Hi everyone. I’m new at Deep learning and my question is regarding the use of autoencoders (in PyTorch). I have a tabular dataset with a categorical feature that has 10 different categories. Names of these categories are quite different - some names consist of one word, some of two or three words. But all in all I have 10 unique category names. What I’m trying to do is to create an autoencoder which will encode names of these categories - for example, if I have a category named 'Medium size class' , I want to see if it is possible to train autoencoder to encode this name as something like 'mdmsc' or something like that. The use of it would be to found out which data points are hard to encode or not typical or something like that. I tried to adapt autoencoder architectures from various tutorials online however nothing seems to work for me or I simply do not know how to use them as they are all about images. Maybe someone has any idea how this type of autoencoder might be accomplished if it is at all possible?
Here’s the model I have so far (I just tried to adapt some architectures I found online):

class Autoencoder(nn.Module):

def __init__(self, input_shape, encoding_dim):
    super(Autoencoder, self).__init__()

    self.encode = nn.Sequential(
        nn.Linear(input_shape, 128),
        nn.ReLU(True),
        nn.Linear(128, 64),
        nn.ReLU(True),
        nn.Linear(64, encoding_dim),
    )

    self.decode = nn.Sequential(
        nn.Linear(encoding_dim, 64),
        nn.ReLU(True),
        nn.Linear(64, 128),
        nn.ReLU(True),
        nn.Linear(128, input_shape)
    )

def forward(self, x):
    x = self.encode(x)
    x = self.decode(x)
    return x

model = Autoencoder(input_shape=10, encoding_dim=5)

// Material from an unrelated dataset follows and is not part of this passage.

PR #546, opened 2024-01-04
Fix docs for coastline alteration

xylar:
They were using the old (C++ based) mask creator but need to be updated to use functions in `mpas_tools.mesh.mask` now that the `mpas_tools.mesh.conversion.mask()` wrapper function uses the newer python-based mask creation and only creates region masks, not transect masks.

And also I use LabelEncoder() and then OneHotEncoder() to give these features/categories I mentioned numerical form. However, after training, output is the same as was input (no changes on the category name) but when I try to use only encoder part I’m unable to apply LabelEncoder() and then OneHotEncoder() because of dimension issues. I feel like maybe I can do something differently at the beginning, then I try to give those features numerical form, however I’m not sure what should I do.

I guess there might be some simple solution however I feel stuck. Thank you in advance for your help!

etremblay · May 28, 2020, 5:50pm

You might want to look at the code of dfencoder or simply use it directly. It takes a pandas dataframe as an input, autoencode the dataset and you can get back the encoded representations. It handles categorical data too. It is written in pytorch.